#### [Task]
Write out every record below exactly, so that nothing differs from what is shown.

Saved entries

PR #241, opened 2017-05-30
Add pronto-flow and pronto-dirty_words to runners

kevinjalbert:
Add pronto-flow -- uses flowtype for type checking javascript
Add pronto-dirty_words -- checks for uses of the seven dirty words


mmozuras:
@kevinjalbert wow, thanks! 🙇

PR #242, opened 2017-05-30
Fix #139 - Add article on how to build new runner

### LINKED ISSUE #139: How to write a pronto runner ?
I cannot seem to find docs how to write a new pronto runner and how to run/test it locally. Would be great if i can get some help.

Basically i want to see if i can write a pronto which can look at change and comment if its allowed or not.

kevinjalbert:
Add a new article on how to build a new pronto runner.


mmozuras:
@kevinjalbert 🙇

#### [Output of the task]
PR #241, opened 2017-05-30
Add pronto-flow and pronto-dirty_words to runners

kevinjalbert:
Add pronto-flow -- uses flowtype for type checking javascript
Add pronto-dirty_words -- checks for uses of the seven dirty words


mmozuras:
@kevinjalbert wow, thanks! 🙇

PR #242, opened 2017-05-30
Fix #139 - Add article on how to build new runner

### LINKED ISSUE #139: How to write a pronto runner ?
I cannot seem to find docs how to write a new pronto runner and how to run/test it locally. Would be great if i can get some help.

Basically i want to see if i can write a pronto which can look at change and comment if its allowed or not.

kevinjalbert:
Add a new article on how to build a new pronto runner.


mmozuras:
@kevinjalbert 🙇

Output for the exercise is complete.